From the Minister: Renewal

Apr 4, 2020 | News

by Rev. Dr. Stephen H. Furrer

April this year includes Passover and Easter, holidays celebrating, respectively, release from captivity and renewal in life. But this year, with the Coronavirus plague seeping across all of our lives, April is likely to be remembered as a very dark and foreboding time for many of us.

According to the biblical book of Exodus, the first Passover followed the tenth of Ten sequential Plagues, each one more disastrous than the last that God inflicted on Egypt through Moses and Aaron. The plagues increased in intensity, culminating in the death of firstborn children and livestock. The pass over was accomplished by splashing the blood of a slaughtered lamb or goat on their doorways, so that God would “pass over” their homes and spare their firstborns. And now, today, with the invisible Coronavirus raging worldwide outside everyone’s door, people everywhere are praying for new sacramental formulae in hopes that God will pass over their houses over, too.

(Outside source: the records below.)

PR #10280, opened 2026-05-12
[4.x] Add "@return $this" docblocks to MakesAssertions for static analysis tools to work better in userland tests

imliam:
Running PHPStan over a project's tests directory causes some issues with Livewire tests - because the assertions have no return type:

```
 ------ ------------------------------------------ 
  Line   tests/Feature/ApiTokensSettingsTest.php   
 ------ ------------------------------------------ 
  :121   Cannot call method call() on mixed.       
         🪪  method.nonObject                      
  :122   Cannot call method assertSet() on mixed.  
         🪪  method.nonObject                      
 ------ ------------------------------------------ 
```

As `Testable` has docblocks denoting `@return $this`, I figure it's also appropriate to add them to the `MakesAssertions` trait too, so it covers that section of userland-used code.

### DIFF
--- a/src/Features/SupportTesting/MakesAssertions.php
+++ b/src/Features/SupportTesting/MakesAssertions.php
@@ -8,7 +8,9 @@ use Illuminate\Support\Arr;
 
 trait MakesAssertions
 {
-    /** @return $this */
+    /**
+     * @return $this
+     */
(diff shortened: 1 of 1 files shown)


calebporzio:
thanks mate!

Generations after the Exodus, Jesus and his followers came to Jerusalem on Passover week to celebrate their people’s long ago liberation. But things didn’t turn out as most of them had expected.  Moments after their Seder ended, Jesus was arrested and summarily tried. And put to death by Roman authorities the very next day—Good Friday.

If the stories stopped there—dead children and animals / the summary execution of another revolutionary poet—it would have been no story at all; or not one worth recalling. But there’s more to each story. The Israelites gather their things and depart in the nick of time, eventually finding their way to the Promised Land. The disciples, buoyed by the palatable presence of their leader still experienced in their minds and hearts, were guided onwards to great purpose: establishing a democratic and transformational Church Universal they suddenly understood had been Jesus’ goal.

We have no way, at this point, of knowing how things are going to turn out a month or six weeks or fifteen weeks from now, let alone in a half a year. Grim as things may look today, we must remember that the whole story, while including dark and harrowing passages, leads in the end to liberation and creative, purposeful renewal. That is the lesson at the heart of both holidays. Let us absorb these lessons as fully as we can, that we can fully recognize, and be included in the celebration that comes at the end.